OBJECTIVE: Pulmonary arterial hypertension (PAH) is a severe complication of connective tissue diseases (CTDs). This study aimed to investigate the clinical and hemodynamic characteristics and survival of anti-U1 RNP-positive patients with CTD-associated PAH, with a focus on systemic sclerosis (SSc)-associated PAH. METHODS: We implemented a prospective database that included patients with CTD-associated PAH for whom there were clinical, autoantibody, and mortality data. We compared clinical and hemodynamic characteristics to anti-U1 RNP antibody status. We then assessed whether anti-U1 RNP antibodies could be a prognostic factor in CTD-associated PAH with a focus on SSc-associated PAH. RESULTS: We studied a total of 342 patients with CTD-associated PAH, of whom 36 (11%) were anti-U1 RNP antibody positive.

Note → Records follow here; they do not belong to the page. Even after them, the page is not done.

PR #1053, opened 2026-08-17
feat(server): usage-limit resume engine + delete the reset+60s continuation path (BET-1048)

antoinedc:
**BET-1048 — Usage-limit resume engine + delete the reset+60s continuation path (box-side)**

Builds the box-side resume engine that replaces the old single-conversation "Keep going at reset" path. Reads the armed entries in the usage-stopped record (BET-1047) and resumes them once their provider's usage genuinely recovers.

**Base:** `origin/main @ ea5fe5d7`

**Files changed:** 8 files. `src/server/usageResume.mjs` (new, engine + pure decision logic), `src/server/usageResume.test.mjs` (new, 14 tests), `src/server/stoppedStore.mjs` (new `bumpStoppedAttempts` store fn), `src/server/usage.mjs` (`providerIDForAdapter` + `startUsagePoller` exposes `tick`), `src/server/index.mjs` (wire the engine: subscribe to `usage.updated`, prime on startup, feed the pump), `src/renderer/App.tsx` (delete continuation), `src/renderer/usageEscalation.ts`(+test) (drop now-dead `shouldWarnStaleCache`).

**What it does**
- **Gates on recovery, not a clock.** An armed conversation waits until EVERY window its provider reports is under its limit (`isUsageAtLimit` over the full window list — waiting on the 5-hour reset while the weekly window is also exhausted resumes nothing).
- **Reuses the existing usage poller.** The engine is driven by the poller's `usage.updated` snapshots and schedules a ONE-SHOT re-check at the earliest still-limited provider's reset instant, which calls the poller's `tick()` to re-fetch immediately — **no second polling loop**.
- **Stagger.** Continuations in a batch go out `STAGGER_MS` (4s) apart, oldest-stopped first, so a burst can't re-exhaust a fresh window at the same instant.
- **The prompt is the literal `Keep going`, on the model pinned in the record** (`providerIDForAdapter(provider)` + the record's model id).
- **Mid-turn defers until idle** — the engine sends through the shared `promptDelivery.deliver` (the ONE deferral mechanism); no second one is written.
- **Refused → re-queue; cap → flagged.** A resumed conversation that comes back as a plan-limit refusal (reusing the same classifier as enrolment) stays armed, its `attempts` bumped, and is retried on the next check; past `MAX_RESUME_ATTEMPTS` it stops retrying and publishes `usage-stopped.needs-attention`. Never loops, never drops silently.
- **Successful resume removes the entry** (reaches idle / produces a step with no refusal → `markStoppedRan`).
- **Late resume on wake, however late** — deliberate, no expiry.

**Delete — in this PR, not a follow-up**
- The renderer's "Keep going at reset" confirm dialog + its state (`setKeepGoing`/`confirmKeepGoing`).
- The per-continuation scheduler job this feature created and its Undo toast (arming now lives in the record).
- The fixed `reset + 60s` fire instant **for the continuation**.
- The generic scheduler itself is untouched (it still serves the AI's scheduling tool and the retained "Remind me at reset" notify, which stays **unchanged**).

**Note on "Do not touch the renderer":** the new *feature surface* (sidebar pill, row markers, the arm modal — spec §6–7) is intentionally NOT built here; that is a later stage. The only renderer changes are the required **deletions** — the issue's Delete section mandates them in this PR ("the failure mode to avoid: two things would then resume the same conversation") and the acceptance calls for grepping them gone. `grep` confirms no `confirmKeepGoing` / `setKeepGoing` / "Keep going at reset" continuation remains in the renderer. The remaining `resetsAt + 60_000` in `App.tsx` now serves **only** the retained "Remind me at reset" reminder (spec §9 keeps it unchanged).

**Verification results:**
- PR branch (`multica/BET-1048-resume-engine` @ `4cee02ed`):
  - typecheck: exit 0. Errors: none. log sha256: `a4eb8fdea59d7e94f94fefa4d71ab4a89d312b344e6821a9e0c3b26923dd4979`
  - test (`npm test` = vitest + node:test): exit 0. Renderer `2930 passed / 7 skipped`; server `2283 pass / 0 fail`. Failures: none. log sha256: `8797d01b7290e4c6fe6a0b0806de5cc311553c99b97db10f0ee9523679f5e651`
- Base (`origin/main` @ `ea5fe5d7`): not re-run — the `main` worktree is occupied by another session in this workspace. All new unit tests pass on the PR branch; the one intermittent `usage.test.mjs` poller failure seen once under full-suite load (`2 !== 4`, 5ms real timers) passes reliably in isolation and is untouched by this change (it exercises `createUsagePoller` directly).
- **Conclusion:** 0 new failures, 0 pre-existing failures reproduced on this branch.

**Tests added** (`usageResume.test.mjs`, pure/injected-only):
- Gating: not sent before recovery; **every window** checked, not just the named one.
- Stagger order + spacing (oldest-first, `0/STAGGER/2*STAGGER`).
- Refusal re-queues; attempt cap honoured; flagged after the cap.
- Mid-turn deferral (routes through shared delivery; no send before idle).
- Late resume after a simulated sleep past the reset.
- Regression: the fixed-offset (reset+60s) continuation path no longer fires / is gone from the renderer.

### DIFF
--- a/src/renderer/App.tsx
+++ b/src/renderer/App.tsx
@@ -1,6 +1,6 @@
 import { useCallback, useEffect, useMemo, useRef, useState, type CSSProperties, type ReactNode } from "react";
 import { MotionConfig } from "framer-motion";
-import { Bell, Send, Terminal as TerminalIcon, type LucideIcon } from "lucide-react";
+import { Bell, Terminal as TerminalIcon, type LucideIcon } from "lucide-react";
 import { Sidebar, type SidebarHandle } from "./Sidebar";
 import { Terminal } from "./Terminal";
 import { ChatPanel } from "./ChatPanel";
@@ -24,11 +24,10 @@ import {
   resolveLauncherFlags,
 } from "./chatShared";
 import type { SyncPayload } from "../shared/api";
-import { chooseUpdateSkewVariant, isTransientUpdateNetworkError, isUnknownChannelError, pruneVisitedSessions, registerMountedTerminal, shouldResyncWindowsForJobs, dispatchAppControl, formatResetAt, formatResetDistance, type AppControlHandlers, type MountedTerminal } from "./chatUtils";
+import { chooseUpdateSkewVariant, isTransientUpdateNetworkError, isUnknownChannelError, pruneVisitedSessions, registerMountedTerminal, shouldResyncWindowsForJobs, dispatchAppControl, formatResetAt, type AppControlHandlers, type MountedTerminal } from "./chatUtils";
 import { useCompatibilityCard } from "./hooks/useCompatibilityCard";
 import { UpdateBar } from "./UpdateBar";
 import { ConfirmModal } from "./ConfirmModal";
-import { Callout } from "./Callout";
 import { ReconnectingBanner } from "./ReconnectingBanner";
 import { pickBanner, type BannerState } from "./bannerPriority";
 import { parsePairPayload } from "../shared/pairPayload";
@@ -41,7 +40,6 @@ import {
   buildUsageLevels,
   buildWarnMessage,
   shouldFireUsageAlert,
-  shouldWarnStaleCache,
   type UsageAlertLevel,
 } from "./usageEscalation";
 
@@ -425,14 +423,6 @@ function Shell() {
   // ---- Subscription usage escalation (BET-739) ----
   // Fire-once level map (per `provider:window.kind`); see usageEscalation.ts.
   const usageLevelsRef = useRef<Record<string, UsageAlertLevel>>({});
-  // "Keep going at reset" confirm-modal payload. null = closed.
-  const [keepGoing, setKeepGoing] = useState<{
-    providerLabel: string;
-    windowLabel: string;
-    fireAt: number;
-    sessionID: string;
-  } | null>(null);
-  const cacheTtl = useStore((s) => s.cacheTtl);
 
   // Pull the box's CACHED usage snapshots. This is an in-memory read on the box
   // (no provider request), which is why it is safe to call on every reconnect.
@@ -638,6 +628,12 @@ function Shell() {
   const pushAppToastStore = useStore((s) => s.pushAppToast);
   const dismissAppToastStore = useStore((s) => s.dismissAppToast);
 
+  // The ONE remaining use of this offset is the "Remind me at reset" NOTIFY
+  // action below, which spec §9 explicitly keeps unchanged. The old
+  // "Keep going at reset" continuation path (which used this same helper as
+  // its fixed reset+60s fire instant) is DELETED — resuming an armed
+  // conversation is now entirely the box-side usage-resume engine's job, and
+  // nothing fires a resume at a fixed reset offset any more.
   const fireAtFor = (resetsAt: number | undefined): number | null =>
     resetsAt != null ? resetsAt + 60_000 : null;
 
@@ -666,37 +662,6 @@ function Shell() {
     },
     [],
   );
-
-  const confirmKeepGoing = useCallback(async () => {
-    if (!keepGoing) return;
-    const { fireAt, sessionID, providerLabel: pLabel, windowLabel } = keepGoing;
-    const res = await scheduleAtReset({
-      kind: "prompt",
-      prompt: "Keep going",
-      label: `Keep going: ${pLabel} ${windowLabel} reset`,
-      fireAt,
-      sessionID,
-    });
-    setKeepGoing(null);
-    pushAppToastStore(
-      res.ok && res.job
-        ? {
-            message: toastLine(Send, `“Keep going” will be sent ${formatResetAt(fireAt, Date.now())}.`),
-            actions: [
-              {
-                label: "Undo",
-                onClick: () => {
-                  if (res.job?.id) void window.api.scheduleDelete(res.job.id);
-                },
-              },
-            ],
-          }
-        : {
-            tone: "error",
-            message: `Couldn't schedule “Keep going”: ${res.error ?? "unknown error"}`,
-          },
-    );
-  }, [keepGoing, scheduleAtReset, pushAppToastStore]);
 
   useEffect(() => {
     if (!window.api.onUsageUpdated) return;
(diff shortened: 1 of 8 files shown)


antoinedc:
## Review — BET-1048 resume engine + delete reset+60s path

Reviewed against the issue's acceptance criteria + `docs/usage-resume.md` §8/§9. This is review cycle 1.

### Mechanical gate
Ran on the PR branch (`multica/BET-1048-resume-engine` @ `4cee02ed`):
- `npm run typecheck` → **exit 0** (no errors).
- `npm test` → **vitest 2930 passed / 7 skipped**; **server node:test 2283 pass / 0 fail**. All green.

Base freshness: PR branches at `ea5fe5d7`; `origin/main` is now `0107f85b`. `git diff --stat origin/main...HEAD` shows no phantom file deletions (no unrelated files deleted), so base is acceptably fresh — no stale-base issue.

Scope: 8 files, all in scope. Renderer changes are only the mandated deletions (App.tsx confirm-dialog/state/Undo; `shouldWarnStaleCache`); the new feature surface is correctly left for a later stage. Generic scheduler (`schedule.mjs`) untouched; "Remind me at reset" notify retained and `fireAtFor` (reset+60s) now only serves it. Anti-spaghetti: the one flagged clone is the conventional store-fn shape (`stoppedStore.mjs` markStoppedRan/disarmStopped/bumpStoppedAttempts) — discounted.

### Block (fix-here)

**An armed conversation is resumed with zero usage reading at startup — the exact failure mode this issue exists to eliminate.**

The engine treats "no reading for the provider" as `ready`, not `wait`:
- `windowsFromSnapshots` drops providers with no windows, and an empty snapshot set yields `{}` (`usageResume.mjs:71-82`).
- `providerState` returns `ready` when `windows` is `undefined` because `isUsageAtLimit(undefined)` is `false` (`usageResume.mjs:94-101`, `usageStopper.mjs:195-202`).
- At boot, `index.mjs` calls `resumeEngine.deliverSnapshots(listSnapshots())` (`index.mjs:383`) while the poller's first tick is still in flight — `startPoller` launches it async without awaiting (`startPoller.mjs:23`) and it does network fetches, so `listSnapshots()` returns `[]`. Every armed entry then has `windows === undefined` → `ready` → a `Keep going` is scheduled immediately (staggered 0s/4s/…).

Consequence: on any server restart with an armed entry in the durable record (service update, crash, reboot — the same "process down across the reset" case the **late resume on wake** criterion is meant to handle), every armed conversation is sent `Keep going` immediately, with **no evidence that quota returned**. This violates acceptance criterion **"Nothing is sent while any window for that provider is still at its limit"** in exactly the scenario the feature is supposed to get right.

The test `gating: no snapshot for the provider never blocks a resume` (`usageResume.test.mjs:140-145`) codifies this behavior, so it's an intentional decision that happens to be wrong for the boot case. The current snapshot set being empty before the first poll is categorically different from "the provider reports under its limit."

**Suggested fix** (narrow, in-PR): distinguish "no reading yet" from "recovered." Wait (do not resume) until the provider has an actual window reading showing it under its limit — at minimum, do not treat the pre-first-poll empty state (`listSnapshots()` `[]` at boot) as recovered. The cleanest signal: only consider a provider `ready` when we have a non-empty window reading for it (`windows` present), and have the warmup drive the real `usage.updated` / the one-shot reset recheck before scheduling sends. Late-resume on wake is preserved: after boot the first real poll fetches fresh windows and sets recovery. Add a regression test for "boot with empty snapshot set and an armed entry → nothing sent until a real reading exists."

Nothing else Blocks. Good shape overall: single entry point, pure decision logic separated and injected, reuse of the existing poller (one-shot recheck via `tick`, no second loop), reuse of the shared prompt-delivery deferral, refusal→cap→flag accounting, and the mandated deletions are complete and grep-confirmed.

antoinedc:
Addressed the Block (fix-here). Thanks — the boot case was a real defect.

**The fix:** an absent reading for a provider is now `wait`, never `ready`. `providerState` returns `wait` unless we hold an actual non-empty window reading for the provider showing it under its limit. At boot `listSnapshots()` returns `[]` (first poll still in flight), so `windowsFromSnapshots` produces `{}` → `windows === undefined` → the engine schedules **nothing**. The warmup (`deliverSnapshots(listSnapshots())`) is then safe by construction: recovery is driven by the first real poll emitting `usage.updated`, and the one-shot reset re-check continues to cover the reset-instant case.

**Regression test added:** `engine: boot with an empty snapshot set sends nothing until a real reading exists` — delivers `[]`, asserts zero sends and zero armed timers, then confirms the continuation goes out only after a real recovered reading arrives. The old `gating: no snapshot ... never blocks a resume` test is replaced by the inverse (`no reading → wait`), so the wrong behavior can't be reintroduced.

Late-resume on wake is preserved: after boot, the first real poll fetches fresh windows and sets recovery, so a conversation that had no reading at boot recovers on the real poll rather than on the pre-poll empty state.

Verification: `npm run typecheck` exit 0; `npm test` green (vitest 2930 pass / 7 skip; server 2284 pass / 0 fail). Push `a3c54151`.

antoinedc:
## Review (cycle 2) — BET-1048 resume engine

Re-checked the PR at updated head `a3c54151` against the issue acceptance + `docs/usage-resume.md` §8/§9.

### Prior Block — resolved
The no-reading-at-boot defect is fixed. `providerState` now returns `wait` (not `ready`) when the provider has no usable window reading (`usageResume.mjs:107-114`), so:
- at boot, `deliverSnapshots(listSnapshots())` sees an empty snapshot set and schedules **nothing** until the first real poll emits `usage.updated`;
- the old inverse test is corrected and a boot regression test added (empty snapshot set + armed entry → nothing sent until a real reading shows recovery).

The fix is correct, minimal, and fits in-PR. Late-resume on wake is preserved (the first real poll after boot drives recovery), and the missing-reading path now correctly falls into the existing `wait` behavior rather than a new mechanism.

### Mechanical gate (updated head)
- `npm test` → vitest 2930 passed / 7 skipped; server 2284 pass / 0 fail.

### Acceptance checklist — all met
- Nothing sent while any window at its limit; every window checked, not just the named one — ✓
- `Keep going` on the pinned model, staggered — ✓
- Mid-turn defers until idle via the shared delivery engine — ✓
- Refused → re-queues up to the cap, then flagged; never loops, never silent-drop — ✓
- Late resume on wake — ✓
- reset+60s continuation and the per-continuation scheduler job/Undo gone; generic scheduler + "Remind me at reset" retained and unchanged — ✓
- Grep-verified. Test coverage matches the required list, plus the boot regression.

Scope: 8 files, no scope creep. Base freshness OK (no phantom deletions). Anti-spaghetti: only the conventional store-fn clone in `stoppedStore.mjs` (established shape), discounted.

**0 Blocks, 0 Questions, 0 nits.** Clean — routing to `manta-pm` for merge.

Anti-U1 RNP-positive patients were younger and less functionally impaired than were anti-U1 RNP-negative patients in CTD- and SSc-associated PAH. Hemodynamic parameters were similar in anti-U1 RNP-positive and anti-U1 RNP-negative patients. In CTD-associated PAH, anti-U1 RNP positivity was associated with decreased mortality in univariable analysis (hazard ratio 0.34 [95% confidence interval 0.18-0.65], P < 0.001). In multivariable analysis, anti-U1 RNP positivity was also associated with decreased mortality (hazard ratio 0.44 [95% confidence interval 0.20-0.97], P = 0.043) independently of age, sex, functional parameters, lung involvement, and hemodynamic parameters. Results were similar in SSc-associated PAH, although the association between anti-U1 RNP positivity and survival did not reach significance in univariable (hazard ratio 0.47 [95% confidence interval 0.22-1.02], P = 0.055) and multivariable (hazard ratio 0.47 [95% confidence interval 0.20-1.11], P = 0.085) analyses. CONCLUSION: Anti-U1 RNP positivity was associated with distinct clinical characteristics and survival in CTD- and SSc-associated PAH. While hemodynamic parameters were similar in anti-U1 RNP-positive and anti-U1 RNP-negative patients, our results suggest that anti-U1 RNP positivity could be a factor protecting against mortality in CTD- and SSc-associated PAH.

Type: Article
Title: Characteristics and Survival of Anti-U1 RNP Antibody-Positive Patients With Connective Tissue Disease-Associated Pulmonary Arterial Hypertension
Location: United States
Open access status: An open access version is available from UCL Discovery
DOI: 10.1002/art.39432
Publisher version: http://dx.doi.org/10.1002/art.39432
Language: English
Additional information: Copyright © 2016, American College of Rheumatology. This is the pre-peer reviewed version of the following article: [Sobanski, V. et al (2016), Characteristics and Survival of Anti–U1 RNP Antibody–Positive Patients With Connective Tissue Disease–Associated Pulmonary Arterial Hypertension. Arthritis & Rheumatology, 68: 484–493. doi: 10.1002/art.39432], which has been published in final form at http://dx.doi.org/10.1002/art.39432. This article may be used for non-commercial purposes in accordance with Wiley Terms and Conditions for Self-Archiving.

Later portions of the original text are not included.